• _Work instructions_
Every line below that holds the word "good" must be listed.

• _Data for analysis_
Start of Block

Issue #5924, opened 2015-09-13
Audio Volume


fragmental:
http://danielstern.github.io/ngAudio/#/
Would this be a good option for volume control?

The only reason i never use the audio is that there's no way for me to control the volume for just habitrpg alone, and end up getting blasted after listening to just about anything else first and then doing a task.

I've been using habitrpg for a 5 year old, and I thought the audio might make habitrpg more interesting.
##

crookedneighbor:
That looks good to me. :+1:

crookedneighbor:
*looks not lols

SabreCat:
There was also some discussion of normalizing the audio levels of the themes on the site. Are we tracking that issue already?

bennyty:
@SabreCat I'm looking to help with Habitica and I know Audacity well enough to use the audio normalizing filter. To what level do you want the sound normalized?

EDIT: I've been doing some reading and there are programs that analyze more than the peak audio. They look at how the whole audio piece will sound to the human ear and try to balance around that. While I realize this is less important for the short sound effects we have, I have just run the algorithms over the sound effects in common/audio and the results seem impressive enough.

SabreCat:
@bennyty: That sounds great, no pun intended! Could you submit the modified audio files in a pull request so we can all have a listen?

Alys:
I'm putting this on hold because we're most of the way through a project to change the website's front-end code and this might no longer be relevant afterwards, or if it does, there'll be new code that will need to be modified to fix it.

lemoness:
This isn't a current need, so I'm closing this for now. We can always reopen if necessary.

Etherfly:
I'd like to highlight that this is still a problem with the website that needs solving.
https://www.reddit.com/r/habitica/comments/n1mxvd/how_do_i_turn_the_sound_down/

I personally feel that the volume is too high for most sound themes, and the only theme that I currently find okay in terms of volume is the LuneFox's theme. All others blast twice as loud and way louder that everything else I might have in the browser.

PR #6334, opened 2015-12-04
Normalize theme audio volumes

bennyty:
I used a combination of mp3Gain and Vorbisgain to rebalance these audio files. I am confident that the .mp3 files sound more balanced across the board but am not confident that the .ogg files have been
modified correctly. Perhaps my audio player isn't compatible?

From the Vorbisgain website:

> It needs player support to work. Non-supporting players will play back the files without problems, but you'll miss out on the benefits. Nowadays most good players such as Winamp or Foobar2K or recent XMMS are already compatible. If your player isn't, consider upgrading to one that is.


bennyty:
@SabreCat mentioned wanting to do this in issue #5924

crookedneighbor:
If you include: 

fixes #5924

in a comment, or commit message, it will automatically close the issue if this PR gets merged in.

bennyty:
@crookedneighbor Thank you! I already knew this but thought that this PR does not address that specific issue. @fragmental's issue dealt with adding volume control while this PR only normalizes the existing audio files.

Alys:
For those of us not familiar with audio, what do rebalancing and normalising mean?

SabreCat:
I like how this sounds from what I've tested thus far! Can somebody with a better ear than me try Watts' Theme on production vs. this PR, though? I feel like the tempo's faster on the normalized version, somehow.

bennyty:
@Alys I would not call myself immensely "familiar" with audio but as I understand it what I have done is normalization not balancing (have updated the PR title).

Since I don't want to get this wrong this Wikipedia's definition:

> Audio normalization is the application of a constant amount of gain to an audio recording to bring the average or peak amplitude to a target level (the norm).

So since these audio files were (presumably) created by different people using different functions/sources, they are wildly different in volume(amplitude). The filter that I ran the audio through tries to make all the files the same reasonable volume.

SabreCat:
Never mind my comment about the speed. I just used that theme a bit on production and it was as rapid as when using this PR. It'd been a while since I'd used that theme (I prefer LuneFox), so I guess I just remembered it being a different tempo than it actually was. :cat::sweat_drops:

SabreCat:
@bennyty: Thanks much for this! It'll be live next time we deploy to the site. Your work will count toward a contributor tier! What's your Habitica User ID (from Settings > API)?

bennyty:
Thanks! I'm glad you found it useful! UserID: 97d3419d-5277-4e1f-aac8-77a1ac1b30a5

SabreCat:
@bennyty: Tier awarded, congratulations!

Note that contributor tiers require increasing amounts of effort from one to the next, so a PR of similar scope may not immediately bump you to Tier 2. But keep helping out and we'll express our thanks accordingly!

End of Block

• _Answer space_
Would this be a good option for volume control?
That looks good to me. :+1:
> It needs player support to work. Non-supporting players will play back the files without problems, but you'll miss out on the benefits. Nowadays most good players such as Winamp or Foobar2K or recent XMMS are already compatible. If your player isn't, consider upgrading to one that is.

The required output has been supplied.